On Wed, 2004-08-25 at 13:03 -0400, Dan Sugalski wrote:Okay, as has been suggested, the type order for numbers should go:
int->bignum->float
owing to the fact that floats are lossy and nasty. I'm not entirely sure I agree, given that floats are supported in hardware and faster (I've gotten a suggestion that we only do float and bignum for PMCs, since float ops are nearly as fast as int ops, and there are more bits, but the quiet loss of precision bothers me enough that I'm not sure I'm up for that) but it's a sensible argument.
Can't this be something config-able?
Nope. If it is then you get some pretty significant changes in behaviour for the same bytecode depending on what machine it's running on, which is something I'd like to avoid if we can.
On my machine,
perl -e '$c++ while ((2**$c)!=(2**$c + 1)); print ($c-1)'
prints 52, which seems a lot better than the ~32 available for most people's ints.
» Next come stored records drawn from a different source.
PR #137, opened 2022-02-16
feature: Add YoloX configs

yurkovak:
Configs used for training of YoloX. Should be merged the last of all the PRs. Will add cfgs for the models later too.


src/super_gradients/recipes/coco2017_yolox.yaml
```diff
@@ -0,0 +1,37 @@
...
+
+sg_model:
+  _target_: super_gradients.SgModel
+  experiment_name: ${experiment_name}
+  model_checkpoints_location: ${model_checkpoints_location}
+
+training_hyperparams:
+  criterion_params:
+    strides: [8, 16, 32]  # output strides of all yolo outputs
+    im_size: 640
```
yurkovak, line 36: To be fixed, should come from `dataset_params.train_image_size`

yurkovak: However! If a user runs with overriding of this dataset field, it won't impact the criterion_params, will it? Requires a better solution

shaydeci: Sure it will, as dataset_params is compiled before this config.
Lets change it to ${dataset_params.train_image_size}.

shaydeci (changes requested):
Minor inline comment

PR #848, opened 2017-02-28
Update vocab

jimsafley:


application/src/Controller/Admin/VocabularyController.php
```diff
@@ -115,26 +125,112 @@ public function editAction()
...
             $data = $this->params()->fromPost();
             $form->setData($data);
             if ($form->isValid()) {
                 $response = $this->api($form)->update('vocabularies', $this->params('id'), $data, [], true);
                 if ($response->isSuccess()) {
-                    $this->messenger()->addSuccess('Vocabulary successfully updated'); // @translate
-                    return $this->redirect()->toRoute(null, ['action' => 'browse'], true);
+                    $fileData = $this->params()->fromFiles('file');
+                    if (0 === $fileData['error']) {
+                        $this->messenger()->addSuccess('Vocabulary label and comment successfully updated. Please review these changes before you accept them.'); // @translate
```
zerocrates: I feel like this message is possibly confusing for the usual case where people don't actually update the label and comment. The fact that those changes happen immediately but these go on a delay is just tough to convey clearly.

application/src/Service/RdfImporter.php
```diff
@@ -163,25 +118,156 @@ protected function extractMembers(
...
+
+        // Get classes and properties from the RDF graph.
+        $members = $this->getMembers($strategy, $namespaceUri, $options);
+
+        // Extract differences.
+        $diff = [
+            'classes' => ['new' => [], 'label' => [], 'comment' => []],
+            'properties' => ['new' => [], 'label' => [], 'comment' => []],
+        ];
+        foreach ($members['classes'] as $localName => $info) {
```
zerocrates: I believe these two foreaches are exactly the same, just using different input and output arrays... it's probably worth it to consolidate them to a function that takes those as params.

application/src/Controller/Admin/VocabularyController.php
```diff
@@ -115,26 +125,112 @@ public function editAction()
...
             }
         }
 
-        $view = new ViewModel;
-        $view->setVariable('vocabulary', $vocabulary);
         $view->setVariable('form', $form);
         return $view;
     }
 
+    public function updateAction()
```
zerocrates: We talked about this before you did it, but now seeing it, I don't know how happy I am with the decision to do the updating within the controller.

Minimally I'd prefer the "actually update given this diff" code to live in the Importer and just be called from here.

zerocrates:
Travis failures here are due to the AWS outage

PR #849, opened 2017-03-01
Re-merge view-admin and view-shared directories

### LINKED ISSUE #394: Do we need to allow modules to add admin only views?
To my understanding, only the views-admin directory gets the "only loaded on the admin" treatment. Should we be handling this in config so plugins can have an admin-only views directory too?

zerocrates:
This fixes #394 by undoing our earlier change to separate the "admin" and "shared" views. This change returns us instead to a single view tree.

Since the only conflicting file between the two trees was the layout, the admin layout is moved to a different filename, and a new small MVC listener switches the layout to that one when we're in the admin. Otherwise all views are the same and all available on both "sides."

This is a fairly large change just in terms of moving files around, so requesting the attention of @jimsafley @patrickmj @kimisgold


patrickmj:
The sidebar for adding an attachment for an Item with Metadata appears confused
additemwithmetadata

zerocrates:
Hmm that's an interesting one, I'll take a look...

zerocrates:
For some reason `setTerminal` which says to not use the layout doesn't work if you use it after you make a call to change the layout. So that's fun.

zerocrates:
@patrickmj should be fixed

patrickmj:
yep, looks fixed to me, too

patrickmj:
Omeka2Import, CSVImport, and Sharing (the one I was most worried about) seem fine so far with the changes here.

I can't imagine immediately any reason why the promotion to a bignum for >52 bit ints would be conceptually different than a promotion to a double for >32 bit ints. Did I accidentally delete some important bits of the conversation?
The big problem with going to floats is the quiet loss of precision--there's no portable way (or non-portable way, so far as I know) to tell that a float has started dropping bits on us.